[Start of Attachment]

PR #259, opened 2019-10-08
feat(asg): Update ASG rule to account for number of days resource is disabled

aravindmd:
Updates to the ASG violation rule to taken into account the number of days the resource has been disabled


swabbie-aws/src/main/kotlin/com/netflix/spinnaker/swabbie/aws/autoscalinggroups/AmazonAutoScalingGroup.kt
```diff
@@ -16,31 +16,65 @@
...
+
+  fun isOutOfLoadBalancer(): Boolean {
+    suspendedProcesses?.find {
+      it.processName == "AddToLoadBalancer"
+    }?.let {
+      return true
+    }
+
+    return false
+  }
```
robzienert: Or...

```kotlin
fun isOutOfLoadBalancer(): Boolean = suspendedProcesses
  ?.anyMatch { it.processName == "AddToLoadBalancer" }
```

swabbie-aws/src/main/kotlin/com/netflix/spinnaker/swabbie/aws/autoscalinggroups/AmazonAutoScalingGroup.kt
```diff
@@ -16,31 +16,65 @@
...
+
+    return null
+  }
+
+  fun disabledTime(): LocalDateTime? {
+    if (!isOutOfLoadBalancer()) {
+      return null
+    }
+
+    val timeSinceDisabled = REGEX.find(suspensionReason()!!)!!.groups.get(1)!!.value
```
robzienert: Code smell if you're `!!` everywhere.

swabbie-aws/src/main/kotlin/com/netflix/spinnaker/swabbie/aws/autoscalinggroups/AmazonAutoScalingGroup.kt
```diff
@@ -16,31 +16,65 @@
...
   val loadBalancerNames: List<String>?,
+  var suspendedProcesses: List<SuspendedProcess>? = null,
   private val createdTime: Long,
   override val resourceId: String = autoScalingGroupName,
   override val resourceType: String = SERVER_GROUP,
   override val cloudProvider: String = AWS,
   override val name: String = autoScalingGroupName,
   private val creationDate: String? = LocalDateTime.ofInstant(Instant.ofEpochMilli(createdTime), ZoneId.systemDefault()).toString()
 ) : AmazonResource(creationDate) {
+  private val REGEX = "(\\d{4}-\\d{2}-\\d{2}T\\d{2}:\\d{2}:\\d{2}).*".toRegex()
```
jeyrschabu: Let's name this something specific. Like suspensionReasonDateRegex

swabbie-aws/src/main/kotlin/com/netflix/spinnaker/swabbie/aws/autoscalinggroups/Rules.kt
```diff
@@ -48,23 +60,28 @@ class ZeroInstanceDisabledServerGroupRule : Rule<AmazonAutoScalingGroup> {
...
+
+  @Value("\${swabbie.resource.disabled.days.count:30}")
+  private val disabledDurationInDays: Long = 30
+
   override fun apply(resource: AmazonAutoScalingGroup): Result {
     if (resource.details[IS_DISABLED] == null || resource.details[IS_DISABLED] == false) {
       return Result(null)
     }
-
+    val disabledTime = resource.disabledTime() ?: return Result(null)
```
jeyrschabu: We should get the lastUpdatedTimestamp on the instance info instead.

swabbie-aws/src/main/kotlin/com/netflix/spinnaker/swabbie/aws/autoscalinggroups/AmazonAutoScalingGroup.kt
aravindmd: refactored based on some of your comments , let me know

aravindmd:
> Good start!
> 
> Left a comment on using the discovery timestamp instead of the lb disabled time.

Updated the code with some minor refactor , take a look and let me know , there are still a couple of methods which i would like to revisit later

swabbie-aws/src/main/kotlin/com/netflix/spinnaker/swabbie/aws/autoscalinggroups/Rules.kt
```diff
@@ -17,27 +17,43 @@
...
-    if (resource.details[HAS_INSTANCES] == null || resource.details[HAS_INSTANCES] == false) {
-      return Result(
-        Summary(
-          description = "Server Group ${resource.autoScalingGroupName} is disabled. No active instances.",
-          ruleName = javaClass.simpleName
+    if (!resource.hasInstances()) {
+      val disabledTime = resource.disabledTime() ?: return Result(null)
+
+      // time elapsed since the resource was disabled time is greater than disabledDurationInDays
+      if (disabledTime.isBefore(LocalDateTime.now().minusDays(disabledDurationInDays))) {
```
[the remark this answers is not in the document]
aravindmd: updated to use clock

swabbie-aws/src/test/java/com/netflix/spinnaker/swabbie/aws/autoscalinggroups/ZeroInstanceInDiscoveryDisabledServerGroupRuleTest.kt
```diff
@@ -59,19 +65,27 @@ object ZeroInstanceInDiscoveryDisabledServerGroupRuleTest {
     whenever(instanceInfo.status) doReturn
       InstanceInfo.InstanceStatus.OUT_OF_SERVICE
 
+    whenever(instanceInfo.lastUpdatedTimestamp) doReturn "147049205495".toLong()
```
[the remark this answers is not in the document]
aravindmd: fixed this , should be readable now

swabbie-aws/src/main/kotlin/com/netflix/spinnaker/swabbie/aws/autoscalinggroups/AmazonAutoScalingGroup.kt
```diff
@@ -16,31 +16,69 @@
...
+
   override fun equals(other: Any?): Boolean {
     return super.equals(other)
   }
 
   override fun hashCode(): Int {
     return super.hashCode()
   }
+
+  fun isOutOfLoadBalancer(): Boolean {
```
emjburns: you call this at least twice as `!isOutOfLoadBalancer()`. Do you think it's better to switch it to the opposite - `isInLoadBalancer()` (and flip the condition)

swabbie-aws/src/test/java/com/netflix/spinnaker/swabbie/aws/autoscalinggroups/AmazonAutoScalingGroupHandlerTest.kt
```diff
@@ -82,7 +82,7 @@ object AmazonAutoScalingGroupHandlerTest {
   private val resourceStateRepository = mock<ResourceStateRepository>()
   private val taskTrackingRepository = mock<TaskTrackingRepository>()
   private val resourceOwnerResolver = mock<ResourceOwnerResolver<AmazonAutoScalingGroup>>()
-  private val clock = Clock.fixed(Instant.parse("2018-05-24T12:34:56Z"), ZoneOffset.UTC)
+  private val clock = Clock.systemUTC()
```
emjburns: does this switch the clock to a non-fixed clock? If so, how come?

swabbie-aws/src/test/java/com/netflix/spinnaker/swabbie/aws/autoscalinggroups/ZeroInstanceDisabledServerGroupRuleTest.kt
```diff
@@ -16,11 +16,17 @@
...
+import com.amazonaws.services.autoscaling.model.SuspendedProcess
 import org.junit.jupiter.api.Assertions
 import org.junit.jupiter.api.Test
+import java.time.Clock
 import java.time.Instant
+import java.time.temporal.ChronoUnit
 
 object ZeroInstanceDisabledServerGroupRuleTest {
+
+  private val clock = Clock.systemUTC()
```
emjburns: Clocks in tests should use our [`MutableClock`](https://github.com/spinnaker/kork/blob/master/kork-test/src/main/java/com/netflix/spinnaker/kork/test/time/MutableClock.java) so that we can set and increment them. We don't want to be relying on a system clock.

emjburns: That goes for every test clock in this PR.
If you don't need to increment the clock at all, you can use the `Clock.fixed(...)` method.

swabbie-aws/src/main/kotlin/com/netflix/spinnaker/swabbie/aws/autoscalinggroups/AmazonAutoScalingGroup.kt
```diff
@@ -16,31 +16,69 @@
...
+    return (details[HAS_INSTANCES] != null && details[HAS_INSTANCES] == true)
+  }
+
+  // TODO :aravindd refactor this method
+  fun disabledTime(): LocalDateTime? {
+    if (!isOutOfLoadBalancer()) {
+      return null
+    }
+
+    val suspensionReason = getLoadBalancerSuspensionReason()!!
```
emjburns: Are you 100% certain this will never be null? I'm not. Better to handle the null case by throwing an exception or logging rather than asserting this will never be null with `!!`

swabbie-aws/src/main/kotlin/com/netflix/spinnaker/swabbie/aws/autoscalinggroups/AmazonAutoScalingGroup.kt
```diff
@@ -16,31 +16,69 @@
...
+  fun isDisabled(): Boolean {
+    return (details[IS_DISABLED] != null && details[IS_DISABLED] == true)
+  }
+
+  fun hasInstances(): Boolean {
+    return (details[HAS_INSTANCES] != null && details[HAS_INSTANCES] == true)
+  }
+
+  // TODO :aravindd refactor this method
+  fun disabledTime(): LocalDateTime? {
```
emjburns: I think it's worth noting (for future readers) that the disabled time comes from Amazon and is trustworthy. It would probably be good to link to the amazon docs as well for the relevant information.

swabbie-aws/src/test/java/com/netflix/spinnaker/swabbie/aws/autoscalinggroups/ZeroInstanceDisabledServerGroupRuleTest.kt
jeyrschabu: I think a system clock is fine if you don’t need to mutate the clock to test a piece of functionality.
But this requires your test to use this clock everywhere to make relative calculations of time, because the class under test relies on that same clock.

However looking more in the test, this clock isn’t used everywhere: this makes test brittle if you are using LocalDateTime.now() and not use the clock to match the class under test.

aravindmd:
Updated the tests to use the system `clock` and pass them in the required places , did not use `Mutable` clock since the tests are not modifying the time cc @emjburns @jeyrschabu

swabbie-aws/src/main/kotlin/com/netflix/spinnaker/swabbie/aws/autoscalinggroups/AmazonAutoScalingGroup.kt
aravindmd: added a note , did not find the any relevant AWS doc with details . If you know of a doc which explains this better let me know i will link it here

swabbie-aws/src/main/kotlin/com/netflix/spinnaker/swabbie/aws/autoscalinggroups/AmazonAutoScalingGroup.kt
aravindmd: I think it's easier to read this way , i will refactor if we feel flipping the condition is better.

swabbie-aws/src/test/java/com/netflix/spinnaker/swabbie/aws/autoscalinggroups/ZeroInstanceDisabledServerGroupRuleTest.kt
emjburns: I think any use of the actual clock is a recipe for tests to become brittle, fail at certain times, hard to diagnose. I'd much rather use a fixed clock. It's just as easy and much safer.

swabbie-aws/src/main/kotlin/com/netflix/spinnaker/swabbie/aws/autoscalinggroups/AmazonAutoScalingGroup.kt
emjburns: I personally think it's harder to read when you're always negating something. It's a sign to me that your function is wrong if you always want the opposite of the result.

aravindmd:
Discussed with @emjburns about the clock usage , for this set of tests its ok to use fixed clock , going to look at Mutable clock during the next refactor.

[End of Attachment]
[Start of Attachment]

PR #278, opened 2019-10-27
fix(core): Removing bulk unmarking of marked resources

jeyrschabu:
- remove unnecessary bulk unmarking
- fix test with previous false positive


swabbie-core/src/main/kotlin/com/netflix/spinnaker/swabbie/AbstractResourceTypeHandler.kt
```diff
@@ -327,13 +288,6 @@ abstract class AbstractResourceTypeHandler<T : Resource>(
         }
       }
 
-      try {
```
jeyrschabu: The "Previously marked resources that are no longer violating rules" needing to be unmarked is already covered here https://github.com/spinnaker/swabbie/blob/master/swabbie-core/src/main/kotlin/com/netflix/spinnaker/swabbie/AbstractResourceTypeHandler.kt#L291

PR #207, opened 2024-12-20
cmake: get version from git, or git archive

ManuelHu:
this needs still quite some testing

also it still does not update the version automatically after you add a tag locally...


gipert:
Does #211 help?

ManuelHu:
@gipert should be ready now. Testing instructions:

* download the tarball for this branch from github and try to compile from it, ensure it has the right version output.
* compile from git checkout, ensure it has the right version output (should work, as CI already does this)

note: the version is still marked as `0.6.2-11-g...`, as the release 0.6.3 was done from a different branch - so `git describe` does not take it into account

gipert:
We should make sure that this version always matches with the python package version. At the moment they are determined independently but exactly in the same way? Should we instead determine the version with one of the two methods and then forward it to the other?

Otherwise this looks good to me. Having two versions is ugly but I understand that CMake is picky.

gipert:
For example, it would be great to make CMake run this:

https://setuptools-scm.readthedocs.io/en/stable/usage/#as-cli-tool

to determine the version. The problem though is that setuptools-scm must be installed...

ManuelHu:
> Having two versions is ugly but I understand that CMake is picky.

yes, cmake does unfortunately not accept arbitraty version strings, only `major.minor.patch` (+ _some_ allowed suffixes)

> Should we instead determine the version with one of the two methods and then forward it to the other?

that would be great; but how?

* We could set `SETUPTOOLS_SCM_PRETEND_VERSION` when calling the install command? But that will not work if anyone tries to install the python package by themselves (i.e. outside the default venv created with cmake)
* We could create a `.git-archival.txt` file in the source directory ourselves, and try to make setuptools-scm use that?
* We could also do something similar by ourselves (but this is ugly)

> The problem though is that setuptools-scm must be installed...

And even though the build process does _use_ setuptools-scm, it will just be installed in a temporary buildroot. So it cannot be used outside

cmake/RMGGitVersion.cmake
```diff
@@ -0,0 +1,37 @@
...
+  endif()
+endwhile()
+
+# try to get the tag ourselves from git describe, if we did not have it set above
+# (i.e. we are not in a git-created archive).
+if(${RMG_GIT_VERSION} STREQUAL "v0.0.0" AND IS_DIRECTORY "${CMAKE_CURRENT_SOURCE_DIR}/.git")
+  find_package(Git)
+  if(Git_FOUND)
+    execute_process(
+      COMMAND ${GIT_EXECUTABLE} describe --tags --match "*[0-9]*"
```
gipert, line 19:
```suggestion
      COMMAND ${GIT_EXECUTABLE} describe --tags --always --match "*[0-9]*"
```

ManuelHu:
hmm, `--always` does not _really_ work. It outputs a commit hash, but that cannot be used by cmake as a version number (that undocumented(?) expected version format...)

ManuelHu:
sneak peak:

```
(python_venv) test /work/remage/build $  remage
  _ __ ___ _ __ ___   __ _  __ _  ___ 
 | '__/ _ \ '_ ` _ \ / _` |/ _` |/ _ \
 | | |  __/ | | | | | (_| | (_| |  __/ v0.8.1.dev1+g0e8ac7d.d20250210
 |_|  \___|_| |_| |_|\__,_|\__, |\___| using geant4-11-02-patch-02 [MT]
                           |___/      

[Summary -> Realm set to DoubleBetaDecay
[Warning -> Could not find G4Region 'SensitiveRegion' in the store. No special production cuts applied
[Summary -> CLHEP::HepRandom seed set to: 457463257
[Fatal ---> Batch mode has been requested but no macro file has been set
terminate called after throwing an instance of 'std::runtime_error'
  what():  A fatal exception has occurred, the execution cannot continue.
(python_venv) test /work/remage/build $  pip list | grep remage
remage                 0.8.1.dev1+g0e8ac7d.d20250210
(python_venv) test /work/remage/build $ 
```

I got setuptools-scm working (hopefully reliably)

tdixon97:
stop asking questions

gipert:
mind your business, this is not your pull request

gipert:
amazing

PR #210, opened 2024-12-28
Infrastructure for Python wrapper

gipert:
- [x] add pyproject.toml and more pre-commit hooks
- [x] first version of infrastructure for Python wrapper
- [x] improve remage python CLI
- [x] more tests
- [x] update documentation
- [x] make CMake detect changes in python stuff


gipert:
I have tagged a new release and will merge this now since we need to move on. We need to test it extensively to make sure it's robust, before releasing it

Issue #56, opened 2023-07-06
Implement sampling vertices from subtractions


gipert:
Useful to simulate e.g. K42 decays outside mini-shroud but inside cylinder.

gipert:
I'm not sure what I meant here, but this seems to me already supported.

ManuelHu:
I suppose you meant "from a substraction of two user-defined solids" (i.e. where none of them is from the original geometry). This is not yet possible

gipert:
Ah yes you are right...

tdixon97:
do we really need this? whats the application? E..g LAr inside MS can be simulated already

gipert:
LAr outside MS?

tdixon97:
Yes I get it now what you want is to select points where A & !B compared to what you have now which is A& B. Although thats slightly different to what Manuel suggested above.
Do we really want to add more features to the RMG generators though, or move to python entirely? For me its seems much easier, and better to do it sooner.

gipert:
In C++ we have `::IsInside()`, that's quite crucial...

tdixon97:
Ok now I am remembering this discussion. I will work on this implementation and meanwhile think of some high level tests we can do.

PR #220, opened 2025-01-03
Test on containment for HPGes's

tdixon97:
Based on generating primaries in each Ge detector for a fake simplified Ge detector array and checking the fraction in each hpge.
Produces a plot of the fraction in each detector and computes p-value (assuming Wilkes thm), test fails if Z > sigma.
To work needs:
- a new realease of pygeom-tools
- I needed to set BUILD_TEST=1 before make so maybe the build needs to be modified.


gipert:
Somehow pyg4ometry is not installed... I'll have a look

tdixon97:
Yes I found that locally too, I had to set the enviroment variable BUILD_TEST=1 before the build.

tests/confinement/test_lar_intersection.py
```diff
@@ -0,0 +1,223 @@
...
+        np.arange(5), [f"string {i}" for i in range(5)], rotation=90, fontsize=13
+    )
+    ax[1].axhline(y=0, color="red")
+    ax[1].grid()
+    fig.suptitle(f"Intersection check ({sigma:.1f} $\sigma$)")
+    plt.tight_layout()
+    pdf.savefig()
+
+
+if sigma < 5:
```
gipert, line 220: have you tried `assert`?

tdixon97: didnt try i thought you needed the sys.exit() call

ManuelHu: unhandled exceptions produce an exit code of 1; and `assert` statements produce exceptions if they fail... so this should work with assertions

[End of Attachment]

YOUR INSTRUCTIONS: From the listing above, return the lines starting at the one with "Produces a plot" and ending at the one with "ManuelHu: unhandled exceptions", both kept, exactly as they appear and nothing more.

TASK OUTPUT:
Produces a plot of the fraction in each detector and computes p-value (assuming Wilkes thm), test fails if Z > sigma.
To work needs:
- a new realease of pygeom-tools
- I needed to set BUILD_TEST=1 before make so maybe the build needs to be modified.


gipert:
Somehow pyg4ometry is not installed... I'll have a look

tdixon97:
Yes I found that locally too, I had to set the enviroment variable BUILD_TEST=1 before the build.

tests/confinement/test_lar_intersection.py
```diff
@@ -0,0 +1,223 @@
...
+        np.arange(5), [f"string {i}" for i in range(5)], rotation=90, fontsize=13
+    )
+    ax[1].axhline(y=0, color="red")
+    ax[1].grid()
+    fig.suptitle(f"Intersection check ({sigma:.1f} $\sigma$)")
+    plt.tight_layout()
+    pdf.savefig()
+
+
+if sigma < 5:
```
gipert, line 220: have you tried `assert`?

tdixon97: didnt try i thought you needed the sys.exit() call

ManuelHu: unhandled exceptions produce an exit code of 1; and `assert` statements produce exceptions if they fail... so this should work with assertions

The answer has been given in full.